Where is the evidence that Banksy is "directly exploiting" anyone?
posted by crazy_yeti at 7:43 AM on March 4, 2017 [1 favorite]


i dunno, lived in israel for awhile and i doubt they really give two shits one way or another about this hotel. for me, i feel its just in bad taste. love street art, it goes to the heart of things, like JR's face to face project was really sweet.
but thinking about the peeps that will stay at the hotel, heading out to take selfies in front of the wall just reminds me of tourists going to north korea just itching to come home to show off the photos they snuck. it just feels like another kind of voyerism or something, like i cant think of the exact word im looking for.
posted by speakeasy at 8:28 AM on March 4, 2017 [5 favorites]

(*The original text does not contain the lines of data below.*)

PR #3331, opened 2019-09-11
Use default sass function to lighten colors

mfrecchiami:
Noticed that the custom sass `@function very-light` doesn't work
properly and this fact is generating display issues, both in tables
with actions, and in components such as Taxonomies.

### The issue

Schermata 2019-08-23 alle 11 22 12 (1)

Screenshot from 2019-09-10 16_01_37

### Resolved issue

Schermata 2019-09-11 alle 14 47 35

Schermata 2019-09-11 alle 14 47 15

### DIFF
--- a/backend/app/assets/stylesheets/spree/backend/components/_messages.scss
+++ b/backend/app/assets/stylesheets/spree/backend/components/_messages.scss
@@ -40,15 +40,15 @@
   color: $body-color;
 
   &.notice {
-    background-color: rgba(very-light($color-notice, 15), .95);
+    background-color: rgba(lighten($color-notice, 15), .95);
     border-top-color: $color-notice;
   }
   &.success {
-    background-color: rgba(very-light($color-success, 30), .95);
+    background-color: rgba(lighten($color-success, 30), .95);
     border-top-color: $color-success;
   }
   &.error {
-    background-color: rgba(very-light($color-error, 30), .95);
+    background-color: rgba(lighten($color-error, 30), .95);
     border-top-color: $color-error;
   }
 }
--- a/backend/app/assets/stylesheets/spree/backend/globals/_variables.scss
+++ b/backend/app/assets/stylesheets/spree/backend/globals/_variables.scss
@@ -89,8 +89,8 @@ $color-style-guide-table-border:    #CEE1F4;
 
 // Table colors
 $color-tbl-odd:                  $color-white !default;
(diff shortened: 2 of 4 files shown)


mfrecchiami:
Hi @tvdeyen !
The `very-light` function is a custom function:
https://github.com/solidusio/solidus/blob/master/backend/app/assets/stylesheets/spree/backend/globals/_functions.scss

so actually we could remove it 👍

tvdeyen:
Dang, then we should `@deprecate` it first.

tvdeyen:
We probably have to release a fixed supported versions with a locked `sassc` version. We had some issues with lighten colors in Solidus 2.6 and above with sassc 2.2.1. Locking it to 2.0.1 helped.

kennyadsl:
@tvdeyen this fix has been released in Solidus 2.6, if I recall correctly. What is the problem exactly?

tvdeyen:
@kennyadsl due to changes in Sassc in the `lighten` function if you have a custom theme that sets new values for `$color-x` variables all the colors are too dark. Thats why in this change https://github.com/solidusio/solidus/pull/3331/files#diff-c48fd398d057bc5e3c809c376edd3ad9 all the color values have been taken by 5. We could override every scss file that has `very-light` in it and replace it with `lighten` and take the vallue by 5, but this is meh. We locked the sassc version in our code base to fix this, but we probably should lock the version in `solidus_backend` as well to help other stores as well. WDYT?

kennyadsl:
Got it but I'm not sure since this lock would only be needed if someone has custom css that overrides the default Solidus admin theme but this will not allow using most recent Sassc versions to who is not using a custom theme, right? 

We support changing admin colors but if the "unsupported" custom code is inside user applications, that's probably the best place where the lock is needed.

kennyadsl:
I mean, we are also printing a deprecation warning for that function, is it working?

tvdeyen:
> We support changing admin colors but if the "unsupported" custom code is inside user applications, that's probably the best place where the lock is needed.

@kennyadsl it is not unsupported code in our custom code. It is incompatible code inside of `solidus_backend`.

tvdeyen:
Solidus backend makes use of the `very-light` function that is not working anymore in sassc 2.2. And if you replace it with `lighten` you have to take the value by `5` like @mfrecchiami did in this PR. But this  fix has not been backported.

kennyadsl:
Ah, I thought it was backported. I'd go with backporting this fix, then.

Thank god is not me-ism, the cousin to Fuck you I got mine-ism ?
posted by lmfsilva at 8:32 AM on March 4, 2017


Where is the evidence that Banksy is "directly exploiting" anyone?

Where's the evidence they aren't? If employees were sharing in the profits, or the profits were going directly to the local community, you'd think they'd make a big deal about that.
posted by Mike Smith at 8:49 AM on March 4, 2017 [1 favorite]


Bless his heart.

I found Banksy's notebook
posted by escape from the potato planet at 9:44 AM on March 4, 2017


Oops; I borked the link:

I found Banksy's notebook
posted by escape from the potato planet at 9:51 AM on March 4, 2017 [2 favorites]


I understand the intent behind the criticism of this endeavour. I really do.
But I do believe that we risk "eating one of our own" if we can't focus on the fact that this is a net positive.

I agree that we can't be complacent. I agree that social justice is damn hard. That it's harder to fight for the rights of everyone than one's own interests.

It's like a kid comes home with a test score of 80% and we're the parent complaining that she or he didn't get 100.

Let's focus on the 80%.
And if we really want 100%, let's not say "why didn't you get 100%?", but rather "hey this is awesome, let's see how we can get 100% next time around!"
posted by bitteroldman at 9:58 AM on March 4, 2017 [5 favorites]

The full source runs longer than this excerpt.